In the end, it is safe to say that if we take seriously that a nanoscale particle must remain non-aggregated to produce nanospecific toxic effects, we face a serious lack of methods to verify if this criterion is fulfilled in an unknown sample. In my view, this must have serious implications for how we design nanospecific regulations and communicate consumer protection measures to the public. If specific regulation of nanomaterials that requires a labeling and certification system is used as a tool to make the public feel safe, then we are setting ourselves up for failure at the current stand of metrology. We are then asking producers of food, consumer products, and everyday consumable and durable materials to do something for which they are poorly equipped and of which they have poor understanding. We are also asking them to do so at great economic cost, while—honestly—not being able to control their compliance. Even the research community with its most advanced tools will be at a loss to post facto determine whether regulations such as the recent EU nanofood directive or similar initiatives were followed during production and in the final product.

By emphasizing the properties of individual nanoparticles in public debate and legal regulations, we might also create an impression of higher danger than warranted for the uninitiated. Today, we are “still waiting” for an explosion of nanoparticle-related health problems and colloidal science tells us that dangers related to nanoparticle exposure are indeed likely to be very rare. At the same time, we are lulling the public to believe that the authorities have the perceived danger under control; however, this control is also illusionary for simple physical reasons. Even if we would massively increase our requirements on self-verification and the instrumentation available for state control of product nanosafety, we do not possess the technology that allows us to perform the characterization that a scientist would say is necessary to ensure regulatory compliance or proper risk assessment.

Conclusion

The pipe dream of a colloidal scientist is that governments instead of promoting simplistic legislative solutions would educate the public with more help from the media to understand that although our exposure to man-made nanomaterials undoubtedly is increasing, the presence of nanomaterials is not new, neither to humans nor to the environment.
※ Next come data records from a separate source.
PR #761, opened 2018-03-03
New rules: contentinfo / banner-is-top-level

WilcoFiers:
These rules are similar to landmark-main-is-top-level, with the small difference that we skip the element if they have no role and they are nested in a article, aside, main, nav or section element.


doc/rule-descriptions.md
```diff
@@ -33,6 +33,8 @@
 | input-image-alt | Ensures &lt;input type=&quot;image&quot;&gt; elements have alternate text | cat.text-alternatives, wcag2a, wcag111, section508, section508.22.a | true |
 | label-title-only | Ensures that every form element is not solely labeled using the title or aria-describedby attributes | cat.forms, best-practice | true |
 | label | Ensures every form element has a label | cat.forms, wcag2a, wcag332, wcag131, section508, section508.22.n | true |
+| landmark-banner-is-top-level | A banner landmark identifies site-oriented content at the beginning of each page within a website | best-practice | true |
```
isner: It looks like most of the rule description read as descriptions of what the rule checks for, not as descriptions of the benefit of a given accessibility feature. We should be consistent. This would become something like, "Ensures a banner landmark is present at the top level of the document."

lib/checks/keyboard/landmark-is-top-level.json
```diff
@@ -0,0 +1,11 @@
+{
+  "id": "landmark-is-top-level",
+  "evaluate": "landmark-is-top-level.js",
+  "metadata": {
+    "impact": "moderate",
```
isner: By making this check more generic, is this impact level still accurate?

lib/rules/landmark-has-body-context.js
```diff
@@ -0,0 +1,6 @@
+const nativeScopeFilter = 'article, aside, main, nav, section';
+
+// Filter elements that, within certain contexts, don't map there role.
```
isner: `...map _their_ role.`

test/checks/keyboard/landmark-is-top-level.js
```diff
@@ -45,26 +52,27 @@ describe('main-is-top-level', function () {
...
-		assert.isTrue(checks['main-is-top-level'].evaluate(mainDiv));
+		assert.isTrue(check.evaluate.call(checkContext, mainDiv));
+		assert.deepEqual(checkContext._data, { role: 'main' });
 	});
 	
 	it('should return true if main is in form landmark', function () {
-		var mainDiv = document.createElement('div');
-		mainDiv.setAttribute('role','main');
+		var bannerDiv = document.createElement('div');
+		bannerDiv.setAttribute('role','banner');
```
isner: It feels like we're asking these existing tests to do double duty by adding in assertions that aren't exactly described by the test case. It might be better to break these out.

lib/checks/keyboard/landmark-is-top-level.json
WilcoFiers: Yes, this should be fine.

doc/rule-descriptions.md
WilcoFiers: Sorted. Weirdly enough the messages of these were quite different from the landmark-main-is-top-level. That one actually had a very nice description, so I just reused that.

WilcoFiers:
Updated, please have another look

test/checks/keyboard/landmark-is-top-level.js
```diff
@@ -45,26 +52,27 @@ describe('main-is-top-level', function () {
 		navDiv.setAttribute('role','navigation');
 		fixture.appendChild(navDiv);
 		fixture.appendChild(mainDiv);
-		assert.isTrue(checks['main-is-top-level'].evaluate(mainDiv));
+		assert.isTrue(check.evaluate.call(checkContext, mainDiv));
+		assert.deepEqual(checkContext._data, { role: 'main' });
 	});
 	
 	it('should return true if main is in form landmark', function () {
```
isner: Some of these test names are now outdated given the nature of the changes therein.

PR #2096, opened 2020-03-11
fix(td-headers-attr): mark as needs review if headers attr is empty

straker:
Part 2 of 2 (part 1: https://github.com/dequelabs/axe-core/pull/2095). Also modernized and cleaned up the code.

Closes issue: #2039

## Reviewer checks


lib/checks/tables/td-headers-attr.js
```diff
@@ -1,40 +1,36 @@
...
-var badCells = cells.reduce(function(badCells, cell) {
-	var isSelf, notOfTable;
+cells.forEach(cell => {
+	let isSelf, notOfTable;
+
+	if (!cell.hasAttribute('headers')) {
+		return;
+	}
+
+	const headersAttr = cell.getAttribute('headers');
```
WilcoFiers: Might be better to trim here, so that `headers=" "` is put for review too.

lib/checks/tables/td-headers-attr.js
```diff
@@ -43,20 +39,22 @@ var badCells = cells.reduce(function(badCells, cell) {
 		}
 
 		// Check if the headers are of cells inside the table
-		notOfTable = headers.reduce(function(fail, header) {
-			return fail || ids.indexOf(header) === -1;
-		}, false);
+		notOfTable = headers.find(header => !ids.includes(header));
```
WilcoFiers: Might be better to use `some` instead of `find` to make notOfTable a boolean value. I misread it because of this the first time around.

```suggestion
		notOfTable = headers.some(header => !ids.includes(header));
```

lib/checks/tables/td-headers-attr.js
```diff
@@ -1,40 +1,36 @@
...
 	if (cell.getAttribute('id')) {
 		ids.push(cell.getAttribute('id'));
 	}
 	return ids;
 }, []);
 
-var badCells = cells.reduce(function(badCells, cell) {
-	var isSelf, notOfTable;
+cells.forEach(cell => {
+	let isSelf, notOfTable;
```
WilcoFiers: Lets give these the defaults we expect them to have, instead of relying on type casting of undefined.
```suggestion
	let isSelf = false;
	let notOfTable = false;
```

lib/checks/tables/td-headers-attr.js
```diff
@@ -43,20 +39,22 @@ var badCells = cells.reduce(function(badCells, cell) {
...
 
 		if (isSelf || notOfTable) {
 			badCells.push(cell);
 		}
 	}
-	return badCells;
-}, []);
+});
+
+if (reviewCells.length) {
```
WilcoFiers: If there are bad cells, this check needs to return false, not undefined. Best to move this if down.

This message should transmit that simple physical laws set limits for situations in which people not involved in production and recycling will be exposed to nanomaterials in their nanoparticulate form for which specific nanodangers might exist. In summary, on the positive side, although manufacturing and use of nanomaterials (defined as materials with nanoparticle components) are set to drastically increase, the physical principles governing the interactions of nanoparticles mean that the exposure of the large majority of people to nanoparticles is not set to increase proportionally. This explains to a certain extent why, both in the real world and in lab tests, the feared epidemic in nanomaterial-related health problems has not been observed. On the negative side, if society still desires to enact specific nanomaterial regulations, it will be very difficult to follow up on and enforce such laws and regulations. Techniques are missing by which we can determine the presence, quantity, and properties of nanoparticles in the environment; this is due to the complex nature of nanomaterials, i.e., their small size and strong interactions with each other and the environment. We mostly can observe nanoparticles only when we have liberated and isolated them and, thereby, in essence distorted the colloidal system and misrepresented the potential exposure. The implication is that ethical and legal debates on this subject explicitly should consider what risk assessment and control mean on a length scale that we cannot directly observe. This is didactically challenging, because the physical rules that dominate this length scale do not agree with our everyday intuition, for good as much as for bad.